DATA -
PR #1236, opened 2022-05-06
Envtest mocks

mdbooth:

The purpose of this PR is to be able to run envtests using mock clients instead of real ones. This PR achieves that by enhancing Scope to return service clients. We add a new scope Factory interface to generate Scopes. We provide 2 implementations of Factory:

ProviderScopeFactory generates 'real' Scopes which expect to be able to make API calls to a running OpenStack cloud.
MockScopeFactory uses mock clients.

Because Scopes now return clients, the scope package must import those clients. However, clients are currently in their service packages. Services use scopes and must therefore import the scope package. This is a circular dependency. To avoid this we move clients into a separate package.

With the exception of the new factory interface, all other changes are mechanical. This PR does not intentionally introduce any functional changes.

Because of the large amount of code churn I have split the change into multiple commits. These commits each make a single refactor. I suggest that this PR will be simpler to review by commit, as the mechanical code churn in each individual commit is very similar.

/hold

### DIFF
--- a/controllers/openstackcluster_controller.go
+++ b/controllers/openstackcluster_controller.go
@@ -47,7 +47,6 @@ import (
 	"sigs.k8s.io/cluster-api-provider-openstack/pkg/cloud/services/compute"
 	"sigs.k8s.io/cluster-api-provider-openstack/pkg/cloud/services/loadbalancer"
 	"sigs.k8s.io/cluster-api-provider-openstack/pkg/cloud/services/networking"
-	"sigs.k8s.io/cluster-api-provider-openstack/pkg/cloud/services/provider"
 	"sigs.k8s.io/cluster-api-provider-openstack/pkg/scope"
 )
 
@@ -112,7 +111,7 @@ func (r *OpenStackClusterReconciler) Reconcile(ctx context.Context, req ctrl.Req
 		}
 	}()
 
-	osProviderClient, clientOpts, projectID, err := provider.NewClientFromCluster(ctx, r.Client, openStackCluster, r.CaCertificates)
+	osProviderClient, clientOpts, projectID, err := scope.NewClientFromCluster(ctx, r.Client, openStackCluster, r.CaCertificates)
 	if err != nil {
 		return reconcile.Result{}, err
 	}
--- a/controllers/openstackcluster_controller.go
+++ b/controllers/openstackcluster_controller.go
@@ -59,6 +59,7 @@ type OpenStackClusterReconciler struct {
 	Client           client.Client
 	Recorder         record.EventRecorder
 	WatchFilterValue string
+	ScopeFactory     scope.Factory
 	CaCertificates   []byte // PEM encoded ca certificates.
 }
 
@@ -111,16 +112,9 @@ func (r *OpenStackClusterReconciler) Reconcile(ctx context.Context, req ctrl.Req
 		}
 	}()
 
-	osProviderClient, clientOpts, projectID, err := scope.NewClientFromCluster(ctx, r.Client, openStackCluster, r.CaCertificates)
+	scope, err := r.ScopeFactory.NewClientScopeFromCluster(ctx, r.Client, openStackCluster, r.CaCertificates, log)
 	if err != nil {
 		return reconcile.Result{}, err
-	}
-
-	scope := &scope.Scope{
-		ProviderClient:     osProviderClient,
-		ProviderClientOpts: clientOpts,
-		ProjectID:          projectID,
-		Logger:             log,
 	}
 
 	// Handle deleted clusters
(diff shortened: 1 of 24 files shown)


apricote:
Looks good to me! (adding lgtm after a rebase)

We discussed removing the `clientOpts` and passing the region through the `Scope` struct in #1178. At least now it is an implementation detail of the `ProviderScopeFactory`.

pkg/cloud/services/networking/trunk_test.go
```diff
@@ -24,7 +24,7 @@ import (
 	. "github.com/onsi/gomega"
 
 	infrav1 "sigs.k8s.io/cluster-api-provider-openstack/api/v1alpha6"
-	"sigs.k8s.io/cluster-api-provider-openstack/pkg/cloud/services/networking/mock_networking"
+	mock_clients "sigs.k8s.io/cluster-api-provider-openstack/pkg/clients/mock"
```
seanschneeweiss, line 27: Probably it is okay to not define any alias here - we could just use `mock.`
What do you think?
mock_clients is also fine.

controllers/openstackcluster_controller_test.go
```diff
@@ -160,9 +170,12 @@ var _ = Describe("OpenStackCluster controller", func() {
 		Expect(err).To(BeNil())
 		req := createRequestFromOSCluster(testCluster)
 
+		clientCreateErr := fmt.Errorf("Test failure")
+		mockScopeFactory.SetClientScopeCreateError(clientCreateErr)
+
 		result, err := reconciler.Reconcile(ctx, req)
 		// Expect error for getting OS clinet and empty result
```
seanschneeweiss, line 181:
```diff
- // Expect error for getting OS clinet and empty result
+ // Expect error for getting OS client and empty result
```

seanschneeweiss (commented):
The separate commits made it very nice to review. Looks very good.

pkg/cloud/services/networking/trunk_test.go
mdbooth: You're right, and this would be cleaner. I'll want to do it consistently, though. Let me try an update across the whole PR to see if 'mock' conflicts anywhere and if not I'll update it.

controllers/openstackcluster_controller_test.go
mdbooth: I'm inclined to leave this out of this patch as it's not strictly related. This PR has enough tentacles already!

stephenfin:
fwict, the CI failures are due to infra issues (quotas), not the change itself

pkg/cloud/services/networking/trunk_test.go
apricote: Looks like this request is still open @mdbooth

stephenfin: Good point. Done.

stephenfin:
This should be finally good to review again.

controllers/openstackcluster_controller.go
```diff
@@ -111,18 +111,11 @@ func (r *OpenStackClusterReconciler) Reconcile(ctx context.Context, req ctrl.Req
 		}
 	}()
 
-	osProviderClient, clientOpts, projectID, err := provider.NewClientFromCluster(ctx, r.Client, openStackCluster)
+	scope, err := r.ScopeFactory.NewClientScopeFromCluster(ctx, r.Client, openStackCluster, log)
```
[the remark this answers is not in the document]
seanschneeweiss: Made this comment a long time ago but didn't submit the review.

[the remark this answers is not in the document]
mdbooth: I just implemented this to play with it, but I don't think so.

My thinking is that in the controllers we retrieve a logger from controller runtime from the context, then we add context to it with a succession of `log = log.WithValues(...)`. The contract of this call is:

```
// WithValues returns a new Logger instance with additional key/value pairs.
```

I don't think we can assume that retrieving the logger again from the context would retrieve the logger customised for the current reconcile.

I'm prepared to be wrong on this, though. Either way, could we come back to it in a separate PR? It should be a fairly easy mechanical change if we decide to do this later.

lentzi90:
> Because of the large amount of code churn I have split the change into multiple commits. These commits each make a single refactor. I suggest that this PR will be simpler to review by commit, as the mechanical code churn in each individual commit is very similar.

Thank you! It was quite nice to review per commit! :slightly_smiling_face: 
This looks like a good improvement to me.
/lgtm

mdbooth:
Fixed merge conflict with #1451

lentzi90 (commented):
/lgtm
Let's get this merged!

WHAT THIS TASK INVOLVES - The response should consist of all the entries, copied without any alteration.

THE COMPLETED TASK -
PR #1236, opened 2022-05-06
Envtest mocks

mdbooth:

The purpose of this PR is to be able to run envtests using mock clients instead of real ones. This PR achieves that by enhancing Scope to return service clients. We add a new scope Factory interface to generate Scopes. We provide 2 implementations of Factory:

ProviderScopeFactory generates 'real' Scopes which expect to be able to make API calls to a running OpenStack cloud.
MockScopeFactory uses mock clients.

Because Scopes now return clients, the scope package must import those clients. However, clients are currently in their service packages. Services use scopes and must therefore import the scope package. This is a circular dependency. To avoid this we move clients into a separate package.

With the exception of the new factory interface, all other changes are mechanical. This PR does not intentionally introduce any functional changes.

Because of the large amount of code churn I have split the change into multiple commits. These commits each make a single refactor. I suggest that this PR will be simpler to review by commit, as the mechanical code churn in each individual commit is very similar.

/hold

### DIFF
--- a/controllers/openstackcluster_controller.go
+++ b/controllers/openstackcluster_controller.go
@@ -47,7 +47,6 @@ import (
 	"sigs.k8s.io/cluster-api-provider-openstack/pkg/cloud/services/compute"
 	"sigs.k8s.io/cluster-api-provider-openstack/pkg/cloud/services/loadbalancer"
 	"sigs.k8s.io/cluster-api-provider-openstack/pkg/cloud/services/networking"
-	"sigs.k8s.io/cluster-api-provider-openstack/pkg/cloud/services/provider"
 	"sigs.k8s.io/cluster-api-provider-openstack/pkg/scope"
 )
 
@@ -112,7 +111,7 @@ func (r *OpenStackClusterReconciler) Reconcile(ctx context.Context, req ctrl.Req
 		}
 	}()
 
-	osProviderClient, clientOpts, projectID, err := provider.NewClientFromCluster(ctx, r.Client, openStackCluster, r.CaCertificates)
+	osProviderClient, clientOpts, projectID, err := scope.NewClientFromCluster(ctx, r.Client, openStackCluster, r.CaCertificates)
 	if err != nil {
 		return reconcile.Result{}, err
 	}
--- a/controllers/openstackcluster_controller.go
+++ b/controllers/openstackcluster_controller.go
@@ -59,6 +59,7 @@ type OpenStackClusterReconciler struct {
 	Client           client.Client
 	Recorder         record.EventRecorder
 	WatchFilterValue string
+	ScopeFactory     scope.Factory
 	CaCertificates   []byte // PEM encoded ca certificates.
 }
 
@@ -111,16 +112,9 @@ func (r *OpenStackClusterReconciler) Reconcile(ctx context.Context, req ctrl.Req
 		}
 	}()
 
-	osProviderClient, clientOpts, projectID, err := scope.NewClientFromCluster(ctx, r.Client, openStackCluster, r.CaCertificates)
+	scope, err := r.ScopeFactory.NewClientScopeFromCluster(ctx, r.Client, openStackCluster, r.CaCertificates, log)
 	if err != nil {
 		return reconcile.Result{}, err
-	}
-
-	scope := &scope.Scope{
-		ProviderClient:     osProviderClient,
-		ProviderClientOpts: clientOpts,
-		ProjectID:          projectID,
-		Logger:             log,
 	}
 
 	// Handle deleted clusters
(diff shortened: 1 of 24 files shown)


apricote:
Looks good to me! (adding lgtm after a rebase)

We discussed removing the `clientOpts` and passing the region through the `Scope` struct in #1178. At least now it is an implementation detail of the `ProviderScopeFactory`.

pkg/cloud/services/networking/trunk_test.go
```diff
@@ -24,7 +24,7 @@ import (
 	. "github.com/onsi/gomega"
 
 	infrav1 "sigs.k8s.io/cluster-api-provider-openstack/api/v1alpha6"
-	"sigs.k8s.io/cluster-api-provider-openstack/pkg/cloud/services/networking/mock_networking"
+	mock_clients "sigs.k8s.io/cluster-api-provider-openstack/pkg/clients/mock"
```
seanschneeweiss, line 27: Probably it is okay to not define any alias here - we could just use `mock.`
What do you think?
mock_clients is also fine.

controllers/openstackcluster_controller_test.go
```diff
@@ -160,9 +170,12 @@ var _ = Describe("OpenStackCluster controller", func() {
 		Expect(err).To(BeNil())
 		req := createRequestFromOSCluster(testCluster)
 
+		clientCreateErr := fmt.Errorf("Test failure")
+		mockScopeFactory.SetClientScopeCreateError(clientCreateErr)
+
 		result, err := reconciler.Reconcile(ctx, req)
 		// Expect error for getting OS clinet and empty result
```
seanschneeweiss, line 181:
```diff
- // Expect error for getting OS clinet and empty result
+ // Expect error for getting OS client and empty result
```

seanschneeweiss (commented):
The separate commits made it very nice to review. Looks very good.

pkg/cloud/services/networking/trunk_test.go
mdbooth: You're right, and this would be cleaner. I'll want to do it consistently, though. Let me try an update across the whole PR to see if 'mock' conflicts anywhere and if not I'll update it.

controllers/openstackcluster_controller_test.go
mdbooth: I'm inclined to leave this out of this patch as it's not strictly related. This PR has enough tentacles already!

stephenfin:
fwict, the CI failures are due to infra issues (quotas), not the change itself

pkg/cloud/services/networking/trunk_test.go
apricote: Looks like this request is still open @mdbooth

stephenfin: Good point. Done.

stephenfin:
This should be finally good to review again.

controllers/openstackcluster_controller.go
```diff
@@ -111,18 +111,11 @@ func (r *OpenStackClusterReconciler) Reconcile(ctx context.Context, req ctrl.Req
 		}
 	}()
 
-	osProviderClient, clientOpts, projectID, err := provider.NewClientFromCluster(ctx, r.Client, openStackCluster)
+	scope, err := r.ScopeFactory.NewClientScopeFromCluster(ctx, r.Client, openStackCluster, log)
```
[the remark this answers is not in the document]
seanschneeweiss: Made this comment a long time ago but didn't submit the review.

[the remark this answers is not in the document]
mdbooth: I just implemented this to play with it, but I don't think so.

My thinking is that in the controllers we retrieve a logger from controller runtime from the context, then we add context to it with a succession of `log = log.WithValues(...)`. The contract of this call is:

```
// WithValues returns a new Logger instance with additional key/value pairs.
```

I don't think we can assume that retrieving the logger again from the context would retrieve the logger customised for the current reconcile.

I'm prepared to be wrong on this, though. Either way, could we come back to it in a separate PR? It should be a fairly easy mechanical change if we decide to do this later.

lentzi90:
> Because of the large amount of code churn I have split the change into multiple commits. These commits each make a single refactor. I suggest that this PR will be simpler to review by commit, as the mechanical code churn in each individual commit is very similar.

Thank you! It was quite nice to review per commit! :slightly_smiling_face: 
This looks like a good improvement to me.
/lgtm

mdbooth:
Fixed merge conflict with #1451

lentzi90 (commented):
/lgtm
Let's get this merged!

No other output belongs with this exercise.